Say your empolyer's payroll department accidentally pays each of a total of ten employees $50 less than required. That's an absolute error of $500. It's also an absolute error of $500 if the department pays just one employee $500 less. But it terms of squared error, it's 25000 versus 250000.

It's not always better to use squared error. If you have a data set with an extreme outlier due to a data acquisition error, minimizing squared error will pull the fit towards the extreme outlier much more than minimizing absolute error. That being said, it's -usually- better to use squared error.


4
The reason minimizing squared error is preferred is because it prevents large errors better. - then why not cubed?
Daniel Earwicker

@DanielEarwicker Cubed makes errors in the wrong direction subtractive. So it would have to be absolute cubed error, or stick to even powers. There is no really "good" reason that squared is used instead of higher powers (or, indeed, non-polynomial penalty functions). It's just easy to calculate, easy to minimize, and does the job.
Atsby

1
Of course I should have said any higher even power! :)
Daniel Earwicker

This has no upvotes (at the moment) but isn't this saying the same as the answer that (currently) has 15 votes (i.e. outliers have more effect)? Is this not getting votes because it is wrong, or because it misses some key info? Or because it does not have pretty graphs? ;-)
Darren Cook

@DarrenCook I suspect the "modern" approach to stats prefers MAD over OLS, and suggesting that squared error is "usually" better earned me some downvotes.
Atsby

3

In theory you could use any kind of loss function. The absolute and the squared loss functions just happen to be the most popular and the most intuitive loss functions. According to this wikipedia entry,

A common example involves estimating "location." Under typical statistical assumptions, the mean or average is the statistic for estimating location that minimizes the expected loss experienced under the squared-error loss function, while the median is the estimator that minimizes expected loss experienced under the absolute-difference loss function. Still different estimators would be optimal under other, less common circumstances.

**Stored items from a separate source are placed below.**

PR #6103, opened 2024-07-22
Polish revert PR feature with feedback

alexr00:
and properly clear the active context

### DIFF
--- a/src/github/revertPRViewProvider.ts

As also explained in the wikipedia entry, the choice of the loss functions depends on how do you value deviations from your targeted object. If all deviations are equally bad for you no matter their sign, then you could use the absolute loss function. If deviations become worse for you the farther away you are from the optimum and you don't care about whether the deviation is positive or negative, then the squared loss function is your easiest choice. But if none of the above definitions of loss fit your problem at hand, because e.g. small deviations are worse for you than big deviations, then you can choose a different loss function and try to solve the minimizing problem. However the statistical properties of your solution might be hard to assess.


A little detail: "If all deviations are equally bad for you no matter their sign ..": The MAD function penalizes errors linear-proportionally. Therefore errors are not 'equally bad' but 'proportionally bad' as twice the error gets twice the penalty.
Jean-Paul

@Jean-Paul: You are right. I meant it that way. What I wanted to say with "equally bad" was that the gradient of the MAD is constant while the gradient for the MSE grows linearly with the error. Hence if the difference between two errors is constant no matter how far away from the optimum you are, while the same is not true for the MSE. I hope, that makes it a bit more understandable what I want to say.
kristjan

-1

Short answers

  1. nope
  2. the mean has more interesting statistical properties than the median

10
It would be great if you could qualify "more interesting statistical properties".